Up to and including the line containing "Move to 24.04 for docker tests", set down each line of the entries below exactly, starting from the first, and leave out the rest.

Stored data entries
....

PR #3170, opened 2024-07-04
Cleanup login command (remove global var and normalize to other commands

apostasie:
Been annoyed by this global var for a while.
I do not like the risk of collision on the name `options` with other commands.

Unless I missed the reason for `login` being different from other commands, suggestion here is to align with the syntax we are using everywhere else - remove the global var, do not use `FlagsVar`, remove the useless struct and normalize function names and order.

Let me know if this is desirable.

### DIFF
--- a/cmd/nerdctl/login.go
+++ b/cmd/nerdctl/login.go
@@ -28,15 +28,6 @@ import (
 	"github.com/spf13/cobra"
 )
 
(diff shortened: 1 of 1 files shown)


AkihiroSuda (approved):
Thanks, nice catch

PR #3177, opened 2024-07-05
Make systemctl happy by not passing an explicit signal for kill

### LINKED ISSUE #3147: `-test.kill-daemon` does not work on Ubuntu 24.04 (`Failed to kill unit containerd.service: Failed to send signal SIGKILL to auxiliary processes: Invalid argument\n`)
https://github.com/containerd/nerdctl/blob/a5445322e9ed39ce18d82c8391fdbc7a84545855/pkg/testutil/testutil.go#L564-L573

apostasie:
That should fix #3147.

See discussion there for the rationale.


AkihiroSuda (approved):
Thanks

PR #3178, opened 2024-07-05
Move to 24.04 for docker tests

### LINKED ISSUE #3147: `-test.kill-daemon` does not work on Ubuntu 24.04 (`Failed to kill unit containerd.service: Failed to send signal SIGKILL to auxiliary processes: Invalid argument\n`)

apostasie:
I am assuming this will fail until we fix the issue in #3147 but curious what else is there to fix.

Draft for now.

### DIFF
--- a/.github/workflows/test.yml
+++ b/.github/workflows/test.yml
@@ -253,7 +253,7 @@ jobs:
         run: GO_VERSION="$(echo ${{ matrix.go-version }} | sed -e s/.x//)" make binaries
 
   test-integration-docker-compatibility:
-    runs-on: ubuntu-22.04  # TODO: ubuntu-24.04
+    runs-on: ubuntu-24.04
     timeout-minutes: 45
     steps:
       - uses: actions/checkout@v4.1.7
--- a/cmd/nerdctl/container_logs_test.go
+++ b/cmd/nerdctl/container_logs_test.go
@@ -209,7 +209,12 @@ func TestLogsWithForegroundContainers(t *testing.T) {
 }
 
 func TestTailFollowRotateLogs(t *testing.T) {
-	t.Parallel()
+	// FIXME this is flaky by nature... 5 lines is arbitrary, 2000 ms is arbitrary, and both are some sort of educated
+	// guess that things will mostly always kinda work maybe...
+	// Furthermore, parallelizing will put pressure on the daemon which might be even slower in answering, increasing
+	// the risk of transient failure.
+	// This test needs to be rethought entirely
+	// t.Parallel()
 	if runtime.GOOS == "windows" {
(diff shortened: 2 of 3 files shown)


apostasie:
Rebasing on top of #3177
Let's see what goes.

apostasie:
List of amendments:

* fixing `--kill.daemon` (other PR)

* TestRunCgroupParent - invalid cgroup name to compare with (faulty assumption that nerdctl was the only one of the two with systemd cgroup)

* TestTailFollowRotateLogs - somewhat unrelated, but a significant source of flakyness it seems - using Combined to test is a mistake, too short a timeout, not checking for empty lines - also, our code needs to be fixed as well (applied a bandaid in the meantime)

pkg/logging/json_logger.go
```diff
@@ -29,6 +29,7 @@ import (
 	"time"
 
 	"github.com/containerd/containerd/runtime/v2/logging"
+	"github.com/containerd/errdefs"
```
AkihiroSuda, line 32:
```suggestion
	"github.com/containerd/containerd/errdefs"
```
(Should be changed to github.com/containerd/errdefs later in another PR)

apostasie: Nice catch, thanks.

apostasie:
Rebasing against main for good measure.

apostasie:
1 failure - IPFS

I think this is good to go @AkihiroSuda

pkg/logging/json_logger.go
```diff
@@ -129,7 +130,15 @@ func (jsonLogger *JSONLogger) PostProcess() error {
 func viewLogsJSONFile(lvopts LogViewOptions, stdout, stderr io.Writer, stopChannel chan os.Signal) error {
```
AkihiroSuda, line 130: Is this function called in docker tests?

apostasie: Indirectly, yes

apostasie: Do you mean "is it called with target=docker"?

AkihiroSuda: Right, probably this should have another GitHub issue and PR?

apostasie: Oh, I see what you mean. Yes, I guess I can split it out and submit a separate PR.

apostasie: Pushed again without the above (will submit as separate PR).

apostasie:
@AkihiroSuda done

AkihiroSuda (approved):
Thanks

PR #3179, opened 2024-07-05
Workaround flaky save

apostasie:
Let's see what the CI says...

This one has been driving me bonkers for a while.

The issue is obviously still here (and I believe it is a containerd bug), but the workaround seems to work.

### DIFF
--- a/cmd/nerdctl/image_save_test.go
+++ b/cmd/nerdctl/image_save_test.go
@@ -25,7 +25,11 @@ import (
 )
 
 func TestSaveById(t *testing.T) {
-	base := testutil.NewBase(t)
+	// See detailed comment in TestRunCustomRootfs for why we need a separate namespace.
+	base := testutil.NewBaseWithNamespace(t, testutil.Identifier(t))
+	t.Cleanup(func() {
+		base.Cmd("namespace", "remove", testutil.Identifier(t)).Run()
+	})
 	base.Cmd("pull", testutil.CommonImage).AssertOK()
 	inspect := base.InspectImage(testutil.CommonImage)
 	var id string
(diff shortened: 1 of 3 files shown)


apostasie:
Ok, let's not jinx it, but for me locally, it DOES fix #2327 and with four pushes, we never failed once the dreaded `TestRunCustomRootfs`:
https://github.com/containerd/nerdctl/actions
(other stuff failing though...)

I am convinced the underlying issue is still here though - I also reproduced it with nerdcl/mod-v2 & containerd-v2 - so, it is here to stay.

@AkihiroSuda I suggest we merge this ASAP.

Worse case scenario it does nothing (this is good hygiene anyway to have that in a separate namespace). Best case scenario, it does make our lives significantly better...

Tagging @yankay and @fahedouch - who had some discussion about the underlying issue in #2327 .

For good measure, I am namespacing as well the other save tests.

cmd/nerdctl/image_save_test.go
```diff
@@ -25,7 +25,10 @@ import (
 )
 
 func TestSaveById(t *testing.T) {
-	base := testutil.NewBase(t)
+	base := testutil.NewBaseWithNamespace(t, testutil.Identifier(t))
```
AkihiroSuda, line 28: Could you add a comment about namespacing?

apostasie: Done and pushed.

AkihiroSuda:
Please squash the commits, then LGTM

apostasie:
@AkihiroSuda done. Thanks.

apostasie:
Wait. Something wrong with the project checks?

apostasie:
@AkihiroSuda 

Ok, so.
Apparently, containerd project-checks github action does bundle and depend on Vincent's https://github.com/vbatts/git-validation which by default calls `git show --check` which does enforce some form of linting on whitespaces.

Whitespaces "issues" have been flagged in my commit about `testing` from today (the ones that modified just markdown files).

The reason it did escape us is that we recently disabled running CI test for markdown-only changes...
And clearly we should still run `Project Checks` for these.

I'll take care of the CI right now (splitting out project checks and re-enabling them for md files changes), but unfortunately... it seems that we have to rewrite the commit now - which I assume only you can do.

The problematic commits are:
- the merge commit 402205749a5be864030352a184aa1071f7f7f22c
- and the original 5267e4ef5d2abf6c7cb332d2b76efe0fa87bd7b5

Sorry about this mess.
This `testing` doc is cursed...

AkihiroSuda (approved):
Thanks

....

• **Response below**:
PR #3170, opened 2024-07-04
Cleanup login command (remove global var and normalize to other commands

apostasie:
Been annoyed by this global var for a while.
I do not like the risk of collision on the name `options` with other commands.

Unless I missed the reason for `login` being different from other commands, suggestion here is to align with the syntax we are using everywhere else - remove the global var, do not use `FlagsVar`, remove the useless struct and normalize function names and order.

Let me know if this is desirable.

### DIFF
--- a/cmd/nerdctl/login.go
+++ b/cmd/nerdctl/login.go
@@ -28,15 +28,6 @@ import (
 	"github.com/spf13/cobra"
 )
 
(diff shortened: 1 of 1 files shown)


AkihiroSuda (approved):
Thanks, nice catch

PR #3177, opened 2024-07-05
Make systemctl happy by not passing an explicit signal for kill

### LINKED ISSUE #3147: `-test.kill-daemon` does not work on Ubuntu 24.04 (`Failed to kill unit containerd.service: Failed to send signal SIGKILL to auxiliary processes: Invalid argument\n`)
https://github.com/containerd/nerdctl/blob/a5445322e9ed39ce18d82c8391fdbc7a84545855/pkg/testutil/testutil.go#L564-L573

apostasie:
That should fix #3147.

See discussion there for the rationale.


AkihiroSuda (approved):
Thanks

PR #3178, opened 2024-07-05
Move to 24.04 for docker tests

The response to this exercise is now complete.